Oh, MVM, ¿me mostré ofuscada? Si fue así, lo siento mucho y pido disculpas. Creo que la razón -aparte de un domingo complicado- fue cierta reiteración en algunas discusiones, y que me pareció observar en tu post anterior (evidentemente estuve equivocada), de alguna ligereza en la lectura de las intervenciones. Que parece que se leen por la mitad, o algo así. Y entonces se sacan conclusiones distintas de lo que se quiso decir.

Te reitero mis disculpas, y me alegro de haberte sido útil.


----------



## Víctor Pérez

Muy instructivo todo. Gracias.

Pero digo yo -sin ánimo de querer remover el dedo en la llaga- a qué se refieren pues todos estos "actuares".


----------



## totor

Víctor Pérez said:


> a qué se refieren pues todos estos "actuares".



Pues son 1920 apariciones, Víctor, ¿quieres que los veamos uno por uno?


----------



## Víctor Pérez

totor said:


> Pues son 1920 apariciones, Víctor, ¿quieres que los veamos uno por uno?


 
¡Jaja! ¡Muy oportuno, *Totor*! Es que, a veces, parezco de torpe....

Quería decir, que cómo puede ser que ninguno de vosotros hayáis mencionado ni una sola vez la posibilidad de que* l'agir* pueda ser *el actuar* cuando, en efecto, *Totor*, en la red aparece 1920 veces....


----------



## totor

En parte, la respuesta a tu pregunta está en los posts # 3, 4, y 5.

Pero en muchas de esas apariciones se habla de "l'agir" del paciente, que de hecho es lo que puede traducirse por "actuación": por ejemplo "el actuar depresivo".

Por supuesto no las vi "una por una", pero sí he visto que muchas otras son una traducción precisamente del francés, y no una versión original del español, y en otras más "actuar" está tomado en función de infinitivo y en conjunción con otros infinitivos: "el pensar y el actuar", "el actuar y el crear".


----------



## Víctor Pérez

Gracias por tu tiempo, amigo *Totor* (¡cuánto me alegro a veces de no ser traductor...!).


----------



## totor

Víctor Pérez said:


> ¡cuánto me alegro a veces de no ser traductor...!




​


----------



## Mirelia

Acabo de ver las últimas intervenciones de los dos Víctor (bah, uno escudado en su nick), que me resultaron de lo más divertidas.
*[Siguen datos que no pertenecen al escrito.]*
PR #160, opened 2026-09-17
feat(a-tab-can-or-cannot-instantiate-a-processor-from-bytes-under-a-csp…

wighawag:
Task: `work/tasks/done/a-tab-can-or-cannot-instantiate-a-processor-from-bytes-under-a-csp.md`

The gate is green and the tree carries only the intended changes.

## What I did

This was a **continuation**. The branch already carried a complete, measured spike (commits `3e2bc390` + `ed608782`): the server, page, fixture bundle, driver, raw results for three engines, and the finding note. I reviewed it rather than restarting it, and found exactly one thing wrong: the **acceptance gate had failed on a dead `work/` reference**, not on the measurement.

**The fix** (`docs/spikes/a-tab-can-or-cannot-instantiate-a-processor-from-bytes-under-a-csp/README.md`, one line): the README cited the task at `work/tasks/ready/…`, which had since moved to `work/tasks/done/…` as part of the done-move in the same branch. `check:refs` flagged it verbatim. Updated the citation to `work/tasks/done/…`, which is also the house precedent (`docs/spikes/sqlite-in-the-browser/README.md` cites its task in `done/`).

**I verified the prior measurement rather than trusting it.** Re-ran the spike against nixpkgs' playwright browsers: Chromium and Firefox reproduced the committed results **exactly**, 110 verdicts per engine, zero differing. I then restored `results/` to the committed files so the three engine files stay one coherent session, matching the finding's `source:` line. WebKit would not relaunch (see below).

**Acceptance criteria**, all met by the finding at `work/notes/findings/a-tab-instantiates-retained-bytes-only-through-a-same-origin-url.md`: a mechanism-by-policy matrix over 8 policies x 2 deliveries x 3 engines (§1), the boundary rather than a verdict (`blob:` and `data:` are separate source expressions, neither a superset; `'strict-dynamic'` is *more* permissive than `script-src 'self'`), what a refusal looks like from inside the page including the corrupt-bytes control and the `securitypolicyviolation` correlation that is the only way to tell refusal from damage (§3), the reference deployment's real gateway headers fetched live (§4), the three alternatives named and costed a paragraph each (§6), and what was not measured (§7). Nothing outside `docs/spikes/` and `work/` is touched; no shipped package changed, so no changeset applies.

**Gate:** `format:check`, `check:adr`, `check:refs`, `check:changesets`, `changeset status --since=main`, `build`, `typecheck`, `test` all green.

**Observation captured** (out of my task's scope, not fixed): `work/notes/observations/webkit-did-not-relaunch-when-the-csp-spike-was-re-run.md` — WebKit died at `newPage` on the re-run under the same documented recipe that had produced its rows, so that column is not reliably re-runnable on this host. The finding is not in doubt, since the two engines that did run agreed verdict-for-verdict.

## Decisions

- **The dead `work/` citation was REWORDED, not exempted.** `check-work-refs.mjs` offers two fixes: update the citation, or add the holding surface to `EXEMPT` because the reference is historical. I updated it, because a spike README's pointer at its originating task is *navigational* (a reader follows it to find out what was asked), not a frozen quote like a changeset or a question sidecar. The alternative, exempting `docs/spikes/`, would have blinded the gate across every spike README to keep one link alive. What it touches: nothing beyond this file; `docs/spikes/sqlite-in-the-browser/README.md` already cites its task in `done/`, so this is the existing convention rather than a new one.
- **The mechanism list was EXTENDED past the two the task names** (`blob:` and `data:` import) to include `new Function`, a `blob:` worker, a same-origin worker under two different response policies, and a service-worker-synthesised same-origin URL. Why: the task's own bar is the BOUNDARY, and with only the two named mechanisms the answer would have been a flat "no under every realistic policy", which is false and would have changed the retention design wrongly. The alternative considered was staying literal and reporting the no. What it touches: the retention spec's browser half, and potentially a new task, because the finding's recommendation ("a browser instantiation path implies a service worker in `@etherfold/browser`") is a component that does not exist and is app-visible.
- **The spike keeps its own `esbuild` + `playwright` devDependencies, and `playwright` was re-pinned from the prior attempt's `1.62.1` down to exactly `1.61.1`.** The task says "do not add a dependency"; I read that as the shipped packages, since `docs/spikes/` is outside the workspace globs (`packages/*`, `examples/*`, `platforms/*`) and every other browser spike here carries its own `package.json`. The downgrade is because npm's playwright and `nixpkgs#playwright-driver.browsers` must agree on browser revisions, and nixpkgs is at 1.61.1; without it only chromium launches on this host and the finding would have been single-engine. Alternative considered: keep 1.62.1 and report chromium only. What it touches: nothing outside this folder, but a re-runner on another host should read the README's NixOS section before assuming the pin is arbitrary.
- **The finding recommends but does not decide.** It says what the retention spec should do (do not build on `blob:`/`data:`; decide explicitly whether a browser revert is worth a service worker) and names/costs the three alternatives, without editing the spec or opening a task. The spec is a launch snapshot and the runner owns work-item transitions, so the answer lives in the finding and the routing is a human's.


wighawag:

Reviewed the diff against the task's seven acceptance criteria. Gate 1 (acceptance) is green; Gate 2 is off per this repo's `dorfl.json`, so this is the only review layer beyond the gate.

**The question is answered, and the boundary is the answer.**

- [x] **Answered for the mechanisms that could work, against at least no CSP / `script-src 'self'` / a policy allowing `blob:`.** Exceeded: eight policies × two delivery mechanisms (header and `<meta http-equiv>`) × three engines, 16 runs per engine, and the mechanism set widened past `blob:`/`data:` import to `new Function`, a `blob:` worker and a service-worker URL. A verdict counts as `ran` only when the processor actually FOLDED an event to the expected value, which is the right bar: a missing error is not a result.
- [x] **The answer states which mechanism works under which policy rather than yes-or-no.** Section 1's matrix. Three findings in it are load-bearing and non-obvious: `blob:` and `data:` are separate source expressions so neither degrades to the other; `script-src 'nonce-…' 'strict-dynamic'` (the hardened policy) is *more* permissive here than the naive `script-src 'self'`; and `new Function` is doubly wrong because it needs `'unsafe-eval'` AND cannot accept an ESM bundle at all, so it would force a second artifact and therefore a second identity under ADR-0086.
- [x] **What a blocked instantiation looks like from inside the page is recorded.** Section 3, and this is the criterion the task said would lead to different designs. It distinguishes the two catchable rejections from the `worker.onerror` case whose message is empty in all three engines, and then does the thing that was not asked for and matters most: a truncated-bundle CONTROL, standing in for a partially written retained artifact. The result is that under a blocking policy a refusal and a corrupt artifact are *indistinguishable* on the error, and separable only out-of-band via `securitypolicyviolation`. That is a real constraint on the eventual error surface rather than a reassurance.
- [x] **The reference deployment's own CSP is checked, so this is about a real app.** Section 4, with the five hosts fetched live the same day. The finding that the policy belongs to whichever IPFS gateway a user happens to reach (so the same build meets different policies at different users, and the mechanism cannot be chosen at build time) is a stronger and more useful result than the task asked for. Pinata's header being quoted verbatim, including the note that it reads as permissive because of `img-src`'s `blob:` while refusing every script mechanism, is exactly the "a real app rather than a hypothetical one" the criterion wanted.
- [x] **Alternatives named and costed.** The answer is a qualified yes rather than a no, so this criterion was arguably not triggered; section 6 delivers it anyway for all three alternatives the task named, one paragraph each, costed and not designed. Each one is honest about its own defeat condition (the in-memory factory does not survive a reload; build-time registration reintroduces an author obligation of the kind ADR-0086 deleted; read-only revert makes `predecessor` mean different things in a tab and on a server).
- [x] **The finding is written to `work/notes/findings/`** as the surviving deliverable, in house style, with a `source:` line that names the playwright and engine versions, the host, the run counts and the date.
- [x] **The spike code is NOT merged: no production path, no new export, no dependency added.** Verified by path: the diff touches nothing under `packages/`, `platforms/` or `examples/`, and does not move the root `package.json`, `pnpm-workspace.yaml` or `pnpm-lock.yaml`. The harness lands in `docs/spikes/<slug>/` with its own isolated `package.json` + `package-lock.json`, which is this repo's established convention and precisely what the precedent the task itself cites (`browser-storage-headroom-for-generations.md`) did with its own harness, results JSONs and manifest. I checked that rather than assuming it, because 15k added lines looks at first glance like the thing this criterion forbids; it is not, and the criterion's real content (nothing in the shipped surface, no workspace dependency) holds exactly.

**Two things beyond the criteria, both to the good.** The agent re-ran its own committed results before landing and reports Chromium and Firefox reproducing 110 verdicts each, zero differing, which makes the stored rows evidence rather than an assertion. Where that re-run failed (WebKit died at `newPage` on the same host and recipe that had just produced its column) it did not quietly drop it or re-characterise the result: it filed `work/notes/observations/webkit-did-not-relaunch-when-the-csp-spike-was-re-run.md` labelling it a harness signal, noting the two engines that did run agreed verdict-for-verdict so nothing in the finding is in doubt, and warning the next re-verifier not to read a red run as a changed answer. That is the right disposition.

**Section 7 is not padding.** Naming private browsing (Firefox has historically disabled service workers there, so the recommended mechanism may have no coverage at all for those users), a service worker actually reading from IndexedDB with its cold-start ordering, and `require-trusted-types-for 'script'` as UNMEASURED keeps the finding from being over-read. Given section 5 concludes that a browser instantiation path implies a service worker, those three gaps are exactly what the retention spec has to settle before it commits.

**The one blocking thing found earlier is fixed.** The first gate run failed `check:refs` because the spike README cited `work/tasks/ready/<slug>.md`, which the done-move relocates. The README now cites `work/tasks/done/<slug>.md`, the reference is live, and the gate is green on the rebased tip.

No nits worth carrying: Gate 2 is off in this repo, so there is no `review-nits-*` note for this task, and I found nothing in the diff to route. The only judgement call was the 15k-line `docs/spikes/` addition against "the spike code is NOT merged", and the repo's own precedent settles it.

Merging. The finding does not unblock anything in the ADR-0086 family (it gates the RETENTION spec, `a-generation-retains-the-code-that-folds-it`), so the family's order is unchanged; what it changes is that the browser half of retention now has a costed answer instead of an assumption.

Pero no sólo divertidas.
Por ejemplo, la pregunta de V. Pérez me parece lógica, oportuna, pero, tanto como eso, muy difícil de responder. 
Pues si queremos ser rigurosos, se nos plantea un problema: ¿de qué rigor se trata? ¿Lingüístico? ¿Psicoanalítico? ¿O quizá, por qué no, del "rigor" de alguna otra disciplina "psi" (que abundan) en la que las palabras son iguales y los conceptos que hay detrás muy diferentes?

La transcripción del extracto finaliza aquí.